Littlejohn Alison F, Tucker Steven J, Mohamed Ahmed A A, McKay Stephen, Helms Matt J, Vandenabeele Peter, MacEwan David J
Department of Biomedical Sciences, Institute of Medical Sciences, University of Aberdeen, Foresterhill, Aberdeen, Scotland AB25 2ZD, UK.
Biochem Pharmacol. 2003 Jan 1;65(1):91-9. doi: 10.1016/s0006-2952(02)01443-0.
Tumour necrosis factor-alpha (TNF) is capable of activating many downstream signaling molecules via its two receptors TNFR1 and TNFR2. TNF can stimulate the proinflammatory transcription factor nuclear factor-kappaB (NF-kappaB) as well as the stress induced kinase c-Jun N-terminal kinase (JNK) through mechanisms that are not fully delineated. NF-kappaB becomes activated mainly through TNFR1 while JNK can be stimulated by either TNF receptor subtype. TNF can also induce apoptosis within cells due to its ability to recruit procaspase-8 to TNFR1, which in turn induces the caspase proteolytic cascade. We provide evidence here in human cells, that TNF-induced JNK activation is under the influence of caspases while NF-kappaB activity is not. By using pharmacological inhibitors of caspases, we have shown that JNK activity is reduced following caspase inhibition, especially when caspase-3 is targeted. NF-kappaB activity, as assessed by IkappaBalpha or IkappaBbeta degradation, electrophoretic mobility shift assay and NF-kappaB gene reporter assays, is shown to be unaffected by caspase inhibition. Therefore, downstream TNF receptor signaling events are differentially influenced by caspases.

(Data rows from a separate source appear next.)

PR #600, opened 2026-09-20
Move the cross-component dispatchers to facade-owned files (#598)

joaquinbejar:
## Summary

Third re-homing of the D2 set (roadmap M1). Two public items compose components that must not depend on each other; they move to a new `optionstratlib::facade` module instead of living inside one of the components. No public path changes.

**Stacked on #597** (`issue-595-simulate-to-backtesting`), which is itself stacked on #596; each will be retargeted as its parent merges.

## Why

- `PricingEngine::MonteCarlo { simulator }` stores a `Simulator`, so pricing named the concrete simulation engine. The component-level form, `GenericPricingEngine<M: MonteCarloPricer>` with `NoMonteCarlo` (#508), already sits beside it.
- `process_n_times_iter` returns the crate-level unified `Error`, so the core layer named a facade type. ADR-0001 D2 sends the helper to strategies with a `StrategyError` return, which changes its signature; hosting it in the facade keeps the 0.21 signature until that breaking change is made.

## Changes

- New `src/facade/` (`mod.rs`, `pricing_engine.rs`, `combinations.rs`), layer `facade` in the boundary checker, documented as the code that becomes the facade crate at extraction.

肿瘤坏死因子-α(TNF)能够通过其两种受体TNFR1和TNFR2激活许多下游信号分子。TNF可通过尚未完全阐明的机制刺激促炎转录因子核因子-κB(NF-κB)以及应激诱导激酶c-Jun氨基末端激酶(JNK)。NF-κB主要通过TNFR1激活,而JNK可被任一TNF受体亚型刺激。TNF还可因其将procaspase-8募集至TNFR1的能力而诱导细胞凋亡,进而诱导半胱天冬酶蛋白水解级联反应。我们在此提供人类细胞中的证据,表明TNF诱导的JNK激活受半胱天冬酶影响,而NF-κB活性则不受其影响。通过使用半胱天冬酶的药理学抑制剂,我们发现半胱天冬酶抑制后JNK活性降低,尤其是靶向半胱天冬酶-3时。通过IkappaBalpha或IkappaBbeta降解、电泳迁移率变动分析和NF-κB基因报告分析评估的NF-κB活性显示不受半胱天冬酶抑制的影响。因此,下游TNF受体信号事件受半胱天冬酶的影响存在差异。